======== TASK INPUTS ========

PR #418, opened 2019-03-22
Add support for IAS movement and vibration alarms

### LINKED ISSUE #417: Add support for IAS movement & vibration alarms
The `ZoneType` `0x002d` of the IAS Zone cluster is for 'Vibration/Movement sensors'; it uses the `Alarm1` for movement indication, and the `Alarm2` for vibration.

This issue is for adding corresponding channel types and converters to the binding, I will provide a PR.

One example device that supports this zone type is bitron's glass break sensor AV 2010/33.

hsudbrock:
This resolves #417 

Here's a screenshot of how an IAS device with zonetype `0x002d` looks like in paper UI with the two new converters (after shaking the device, and, hence, with vibration alarm shown):

image

### DIFF
--- a/org.openhab.binding.zigbee/ESH-INF/thing/channels.xml
+++ b/org.openhab.binding.zigbee/ESH-INF/thing/channels.xml
@@ -136,6 +136,24 @@
         <category>Sensor</category>
         <state readOnly="true" />
     </channel-type>
+    
+    <!-- IAS Movement Sensor Channel -->
+    <channel-type id="ias_movement">
+        <item-type>Switch</item-type>
+        <label>Movement Sensor</label>
+        <description>Movement Sensor Alarm</description>
+        <category>Sensor</category>
+        <state readOnly="true" />
+    </channel-type>
+    
+    <!-- IAS Vibration Sensor Channel -->
+    <channel-type id="ias_vibration">
+        <item-type>Switch</item-type>
+        <label>Vibration Sensor</label>
+        <description>Vibration Sensor Alarm</description>
+        <category>Sensor</category>
+        <state readOnly="true" />
+    </channel-type>
 
     <!-- IAS Tamper Channel -->
     <channel-type id="ias_tamper">
--- a/org.openhab.binding.zigbee/src/main/java/org/openhab/binding/zigbee/internal/converter/ZigBeeConverterIasMovement.java
+++ b/org.openhab.binding.zigbee/src/main/java/org/openhab/binding/zigbee/internal/converter/ZigBeeConverterIasMovement.java
@@ -1,0 +1,45 @@
+/**
+ * Copyright (c) 2010-2018 by the respective copyright holders.
+ *
+ * All rights reserved. This program and the accompanying materials
+ * are made available under the terms of the Eclipse Public License v1.0
+ * which accompanies this distribution, and is available at
+ * http://www.eclipse.org/legal/epl-v10.html
+ */
+package org.openhab.binding.zigbee.internal.converter;
+
+import org.eclipse.smarthome.core.thing.Channel;
+import org.eclipse.smarthome.core.thing.ThingUID;
+import org.eclipse.smarthome.core.thing.binding.builder.ChannelBuilder;
+import org.openhab.binding.zigbee.ZigBeeBindingConstants;
+
+import com.zsmartsystems.zigbee.ZigBeeEndpoint;
+import com.zsmartsystems.zigbee.zcl.clusters.iaszone.ZoneTypeEnum;
+
+/**
+ * Converter for the IAS movement sensor.
+ *
+ * @author Henning Sudbrock - Initial Contribution
+ */
+public class ZigBeeConverterIasMovement extends ZigBeeConverterIas {
+
+    @Override
+    public boolean initializeConverter() {
+        bitTest = CIE_ALARM1;
+        return super.initializeConverter();
+    }
+
+    @Override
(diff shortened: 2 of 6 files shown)


org.openhab.binding.zigbee/ESH-INF/thing/channels.xml
```diff
@@ -136,6 +136,24 @@
         <category>Sensor</category>
         <state readOnly="true" />
     </channel-type>
+    
+    <!-- IAS Movement Sensor Channel -->
+    <channel-type id="ias_movement">
+        <item-type>Switch</item-type>
+        <label>Movement Sensor</label>
+        <description>Movement Sensor Alarm</description>
+        <category>Sensor</category>
```
triller-telekom: I wonder why `ias_water` has category `Sensor` though the description mentions "Alarm" and `ias_tamper` has category `Alarm`.

So IMHO all alarm related channels should have category `Alarm`. WDYT?

org.openhab.binding.zigbee/src/main/java/org/openhab/binding/zigbee/internal/converter/ZigBeeConverterIasMovement.java
```diff
@@ -0,0 +1,45 @@
+/**
+ * Copyright (c) 2010-2018 by the respective copyright holders.
```
triller-telekom: Is this a bug in the maven pom from openHAB? because IMHO this should state 2019...

org.openhab.binding.zigbee/src/main/java/org/openhab/binding/zigbee/internal/converter/ZigBeeConverterIasMovement.java
```diff
@@ -0,0 +1,45 @@
...
+
+    @Override
+    public boolean initializeConverter() {
+        bitTest = CIE_ALARM1;
+        return super.initializeConverter();
+    }
+
+    @Override
+    public Channel getChannel(ThingUID thingUID, ZigBeeEndpoint endpoint) {
+        if (!supportsIasChannel(endpoint, ZoneTypeEnum.VIBRATION_MOVEMENT_SENSOR)) {
```
triller-telekom: Just out of curiosity: Both of your two converters: `ZigBeeConverterIasMovement` and `ZigBeeConverterIasVibration` have the same condition, so devices will always get both channels. is this intended or does one of the converters use a wrong enum type?

hsudbrock: It would be nice to do better here, but I do not see how one can do better, due to how the IAS zone cluster works: The `zone state` of a device implementing the cluster is a bitmap, where bits `0` and `1` provide two alarm flags. Based on the `zone type` provided by the device, one knows what the two alarms mean (in this case, vibration and movement). But one cannot see which of the two alarms are actually implemented by a device (a device could only use the first, the second, or both alarm flags, i.e., here, depending on whether the device supports vibration alarms only, movement alarms only, or both).

org.openhab.binding.zigbee/ESH-INF/thing/channels.xml
hsudbrock: Good question; there are other IAS-based channels that also have a category that is not `Alarm`, and where I think that they should keep that category, viz the motion detection channels.

Regarding the water alarm, I don't know whether `Sensor` or `Alarm` is better. But I think that this is out of scope of this PR.

org.openhab.binding.zigbee/src/main/java/org/openhab/binding/zigbee/internal/converter/ZigBeeConverterIasMovement.java
hsudbrock: Hm, I just took the same copyright message that is currently used for the other classes in this binding. I guess that you are right that this should be changed, but I also think that this larger change should not be mixed into this PR - wdyt?

Out of curiosity: Why to you think that this is a bug in the maven pom from openHAB, i.e., where is the connection from the pom to the copyright message?

org.openhab.binding.zigbee/ESH-INF/thing/channels.xml
triller-telekom: I am fine with mixing tags, I was just wondering whether all these channels with `Alarm` in their description should have the `Alarm` category. But lets leave it as a sensor now.

org.openhab.binding.zigbee/src/main/java/org/openhab/binding/zigbee/internal/converter/ZigBeeConverterIasMovement.java
triller-telekom: > Out of curiosity: Why to you think that this is a bug in the maven pom from openHAB, i.e., where is the connection from the pom to the copyright message?

What I meant is that someone should use maven to correct it. But I agree , this should not be mixed with this PR. if the whole binding is still 2018, this is fine for this PR.

org.openhab.binding.zigbee/src/main/java/org/openhab/binding/zigbee/internal/converter/ZigBeeConverterIasMovement.java
triller-telekom: Thanks for the clarification!

hsudbrock:
@cdjackson Is it ok to merge this from your side?

cdjackson:
lgtm - thanks Henning.

PR #408, opened 2019-03-10
add support for xiaomi wireless mini switch

t-8ch:
https://www.aqara.com/en/wireless_mini_switch.html

shortpress requires https://github.com/zsmartsystems/com.zsmartsystems.zigbee/pull/556
doublepress requires support for proprietary attributes.

PR #424, opened 2019-04-08
Aqara mini switch with gyro is not supported

schwabe:
With 2.5.0MR1 the variant with Gyro is not supported and I don't see commits changing this, so add a note here until it is supported.


schwabe:
Looks like removing it again and adding it again for the 5th time actually worked this time, strange device ....

schwabe:
It is being detected as switch but no button press or shaking triggers any log of ChannelTriggeredEvent nor is the channel "switch" changing.

t-8ch:
@schwabe https://github.com/openhab/org.openhab.binding.zigbee/pull/408 lists the requirements for the thing to actually work.
I was not aware of the shake capabilities.

schwabe:
@t-8ch there seem to be two different variants of the mini switch. One with shake (called gyro/WXKG12LM) and one without. 

I would test the changes and I am quite familiar but last week when I tried I gave up after an hour since could not find any tutorial how this whole Karaf, building bundles for Openhab/Karaf etc. works.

========

> PROBLEM REQUIREMENTS: Every line that holds the string "supported" must be copied from the records above.

> ANSWER TO THE EXERCISE:
Aqara mini switch with gyro is not supported
With 2.5.0MR1 the variant with Gyro is not supported and I don't see commits changing this, so add a note here until it is supported.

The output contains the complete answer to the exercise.